Eculizumab, sold under the trade name Soliris among others, is a medication used to treat paroxysmal nocturnal hemoglobinuria (PNH), atypical hemolytic uremic syndrome (aHUS), and neuromyelitis optica. In people with PNH, it reduces both the destruction of red blood cells and the need for blood transfusion, but does not appear to affect the risk of death. Eculizumab was the first drug approved for each of its uses, and its approval was granted based on small trials. It is given in a clinic by intravenous (IV) infusion.
Side effects include a risk for meningococcal infections and it is only prescribed to those who have enrolled in and follow a risk evaluation and mitigation strategy, which involves counseling people and ensuring that they are vaccinated. It is a humanized monoclonal antibody functioning as a terminal complement inhibitor.
It has been developed, manufactured, and marketed by Alexion Pharmaceuticals, which had patent exclusivity until 2017. Alexion started selling eculizumab in 2007 making $295 million in 2008 with its stock price rising 130% in 2010. In 2010, it was the most expensive drug in the world. It costs £340,200 (approximately €430,000) per year for ongoing treatment in the UK, $500,000 a year in Canada, and US$409,500 a year in the United States (2010). In 2015, it was the 4th most expensive medication in the US on a per person treated basis
Eculizumab is used to treat atypical hemolytic uremic syndrome (aHUS) and paroxysmal nocturnal hemoglobinuria (PNH). For people with PNH, it improves quality of life and decreases the need for blood transfusions but does not appear to affect the risk of death. It does not appear to change the risk of blood clots, myelodysplastic syndrome, acute myelogenous leukemia, or aplastic anemia. Eculizumab is also used to treat neuromyelitis Optica spectrum disorder in adults who are anti-aquaporin-4 (AQP4) antibody positive.

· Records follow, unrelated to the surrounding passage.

PR #636, opened 2026-07-07
fix(cpp): register a bodied templated class once under its natural qn

vitali87:
## Problem

A bodied templated C++ class was captured twice by the class query: once as the `template_declaration` wrapper and once as the inner `class_specifier`. Both reached `_process_class_node`, so the class registered **two** nodes. The wrapper (no `body` field) claimed the natural qn but attached no members; the inner specifier registered with a `@line` suffix and received all the methods, fields, and base clause.

Result: every method lived under `Foo@N.*` while callers reference the natural `Foo.*`, so the whole class was orphaned from the call graph. In `nlohmann/json`, 156 of 335 class nodes had an empty natural twin, keeping the entire `parser`/`json_sax_*` cluster unreachable in dead-code analysis.

## Fix

The `template_declaration` is the canonical node (it carries the template parameters and always registers under its natural qn). Drop the inner `class_specifier` outright for bodied templates too, not just bodyless forward decls, and route member extraction (base clause, field-type map, methods) through the inner specifier so members bind to the class's natural qn.

This adds **no new edges** — it only makes the method/field nodes exist under the qn that callers already reference, so previously-dangling edges land.

## Impact

- Dead-code eval: `nlohmann/json` 436 -> 427, `fmt` 1287 -> 877 (heavily templated; all revived nodes come from pre-existing edges).
- 280 C++ tests pass; full non-integration suite green.
- No cross-language effect: the drop is gated on C++ node types, and for non-C++ (and non-template C++) the member node equals the class node, so behavior is unchanged.

## Test

`test_cpp_template_class_registration.py` (RED before, GREEN after): a templated class registers exactly one Class node under its natural qn, its methods attach to that qn, and an in-class member call resolves to it.

### DIFF
--- a/codebase_rag/parsers/class_ingest/mixin.py
+++ b/codebase_rag/parsers/class_ingest/mixin.py
@@ -281,6 +281,21 @@ class ClassIngestMixin:
         # (H) solely via specializations) has no other node, so it must be kept. We
         # (H) cannot tell which until every file's definitions are in, so defer the
         # (H) forward declaration and decide in resolve_deferred_forward_declarations.
+        # (H) The class query captures a templated class twice: the inner
+        # (H) class_specifier AND its template_declaration wrapper. The wrapper is the
+        # (H) canonical node (it carries the template params and always registers with
+        # (H) its natural qn); the inner specifier is redundant. Drop the inner one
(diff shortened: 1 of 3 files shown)


vitali87:
@greptile review

PR #645, opened 2026-07-07
fix(parsers): key query cache by Language object to prevent id reuse collisions

vitali87:
## Problem

The JS/TS assignment-function ingestion tests (`test_assignment_arrow_functions_are_ingested`, `test_object_literal_methods_are_ingested`, `test_export_const_function_expression`, ...) flake in CI, almost exclusively on py3.13 jobs, across all three OSes. This is what failed `Unit Tests (ubuntu-latest, py3.13)` on #643 and several other recent PR runs.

Eculizumab is administered in a doctor’s office or clinic by intravenous infusion.
Women should not become pregnant while taking eculizumab and pregnant women should take it only if it is clearly necessary.
Eculizumab carries a black box warning for the risk of meningococcal infections and can only be prescribed by doctors who have enrolled in and follow a risk evaluation and mitigation strategy required by the FDA, which involves doctors counseling people to whom they are prescribing the drug, giving them educational materials, and ensuring that they are vaccinated, all of which must be documented.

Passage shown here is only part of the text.